A fitball is an inflated exercise ball with many names. Stability ball, Swiss ball, balance ball are just some of the other ways people may refer to fitballs. Judo is a sport that requires a strong back, chest, arms, legs and abdominals. Any exercise on a fitball will engage your stabilization muscles, making fitball exercises ideal for judo and other sports. Certain exercises are more applicable than others because they mimic the movements needed to practice the art.
Ball Dragon Flags
Dragon flags are a core-challenging exercise that increases strength in the abs and hip flexors. Maintaining your balance to do throws and other judo exercises requires a very strong core. The dragon flags involve raising your legs and pelvis quickly off the ground. Throwing your legs up with power may help you escape from being pinned when on the floor or even to get hold of an opponent. The fitball adds weight and instability, making this exercise even harder to do as the ball tries to escape your legs. To perform a dragon flag with a fitball, lie on the floor with a ball between your lower legs.

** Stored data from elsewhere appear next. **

PR #6140, opened 2021-12-30
Change sequence of ROI/sell signal to favor sell-signal

### LINKED ISSUE #6139: Backtest sells via ROI instead of sell-signal in case of simultaneous occurrence
## Describe your environment

  * Operating system: macOS 11.6.2
  * Python Version: 3.7.9
  * CCXT version: 1.61.92
  * Freqtrade Version: 2021.11
  
## Describe the problem:

Backtest sells on the simultaneous occurrence of a sell-signal and a ROI signal via the ROI signal. 

### Steps to reproduce:

  1. Run an arbitrary backtest that produces a sell-signal and triggers the ROI at the same time.
  2. Plotting helps to visualise the issue.
  
### Observed Results:

  * What happened?
  Backtest trade sold by ROI instead of the sell signal.
Ohne Titel 2
  Backtest trade should be sold at the 'open' price, as the process time is ideally very small and this value is closer to reality; the ROI execution takes place intra-candle.

### Relevant code

https://github.com/freqtrade/freqtrade/blob/bd98637ae934db16968d921f560e9a05a04b1549/freqtrade/strategy/interface.py#L708-L721

Thanks for your support!

xmatthias:
## Summary
This PR will Reverse the evaluation logic from favoring ROI over sell-signal to preferring sell-signal.

@rokups it would be great to get your input on this - as you've been doing quite some "backtest reality checks" in the recent past.

Closes #6139

## Quick changelog

- Change logic to evaluate sell-signal before ROI
## Reasoning

In live, this will not matter, as the price will still be determined the same way.
In backtesting, sell-signal will sell at "next-candle-open" - while ROI will sell at "roi value" - which might be above the candle open.

While this PR is here - it's a proposal, and i'm not certain yet if it will be merged or not.

For now, it looks like this will be the "conservative" way - more likely selling at a lower rate during backtesting (although it can also be higher if ROI jumped "one step down" at that candle).

### DIFF
--- a/docs/backtesting.md
+++ b/docs/backtesting.md
@@ -484,8 +484,8 @@ Since backtesting lacks some detailed information about what happens within a ca
   - ROI applies before trailing-stop, ensuring profits are "top-capped" at ROI if both ROI and trailing stop applies
 - Sell-reason does not explain if a trade was positive or negative, just what triggered the sell (this can look odd if negative ROI values are used)
 - Evaluation sequence (if multiple signals happen on the same candle)
-  - ROI (if not stoploss)
   - Sell-signal
+  - ROI (if not stoploss)
   - Stoploss
 
 Taking these assumptions, backtesting tries to mirror real trading as closely as possible. However, backtesting will **never** replace running a strategy in dry-run mode.
--- a/freqtrade/strategy/interface.py
+++ b/freqtrade/strategy/interface.py
@@ -703,22 +703,20 @@ class IStrategy(ABC, HyperStrategyMixin):
                             custom_reason = custom_reason[:CUSTOM_SELL_MAX_LENGTH]
                     else:
                         custom_reason = None
-            # TODO: return here if sell-signal should be favored over ROI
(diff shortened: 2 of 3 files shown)


rokups:
I think it does make sense.

ROI aims to sell at highs of the candle, which may not happen up until late into candle. Sell signal sells immediately on next candle open. So it makes sense to process sell signal first as it is what would usually happen in live.

When ROI stepdown happens and we have a sell signal, in live we would sell immediately because both conditions are met (sell signal at higher price + ROI at lower price) and of course we want to sell at a better price. So it also does make sense to do same in backtest. In live we do not know if price is going to tick down or up after candle open, so selling on open price seems like a good middle ground.

xmatthias:
I just realized / remembered that ROI "stepdown" is taken care of already by selling at open:

https://github.com/freqtrade/freqtrade/blob/ee774f12bdf086cff45aa16cdd8ce26d7fe25206/freqtrade/optimize/backtesting.py#L338-L343

ttmdebugger:
Thanks to both of you!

Squeeze tightly. This is the starting position. Bring your legs perpendicular to the floor first and then squeeze your abs and curl your hips off the floor. Reverse the motion and return to the starting position on the floor without dropping the ball.
Ball Wall Squats
Performing ball wall squats gets your legs and abdominals strong. You need strong legs to lift someone up onto your back and over you without toppling over yourself. Proper judo body mechanics is important too, but you need a certain amount of strength to maintain balance. To perform this exercise, stand with your feet shoulder-width apart and the fitball trapped between your lower back and a wall. Rest your arms on your thighs. Flex your knees and slide your hands down your thighs to your knees. Do not let your knees go over your toes. Keep your back straight. When your knees reach 90-degree angles, stop and then straighten back up. The ball will roll up and down your spine as you do ball wall squats.
Ball Dumbbell Press
The ball dumbbell press trains your upper body and abs. The ability to pin and throw opponents doesn't just come from mass. Some upper body strength will make executing your techniques easy and smooth. To perform the ball dumbbell press, grab a bar or dumbbells and sit on the fitball. Walk your feet forward and roll the ball up your back until your head and shoulders rest on the ball. Bend your knees and align your knees with your ankles. Make a straight line with your back and thighs. Then, bend your elbows and hold your arms at your sides with your hands pointing to the ceiling, palms facing away from your head and your elbows aligned with your armpits. This is your starting position. Press your arms up by extending your elbows. Drop your arms back to the starting position.